Task:
Your answer should hold every line of the records below that contains the string "without".

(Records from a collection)
********

PR #712, opened 2017-10-20
Use animations for Password Change dialog

fjvallarino:
@Rise-Vision/apps please review (deployed to stage-4)


alex-deaconu:
@fjvallarino code itself looks good, but the animation for the password fields looks really weird. Not sure if it's an improvement over the previous version. @ezequielc thoughts? Thanks.

ezequielc:
@fjvallarino I agree with @alex-deaconu. The 'up' animation doesn't look great. I am wondering if you can apply 'fadeIn' class instead of 'fadeInUp'. Maybe it will require @RV-Adrian help. Thanks

RV-Adrian:
@fjvallarino @alex-deaconu @ezequielc 
I agree it's jarring. Initially, that was the intent since the Password form fields had 'appeared' without notice when using a standard fade. 
I can look into other animation properties, or add some other visual queue if it can wait for Monday.

ezequielc:
@RV-Adrian Yes, it can wait. We can release without it and update later. Thanks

********

Answer space:
I agree it's jarring. Initially, that was the intent since the Password form fields had 'appeared' without notice when using a standard fade. 
@RV-Adrian Yes, it can wait. We can release without it and update later. Thanks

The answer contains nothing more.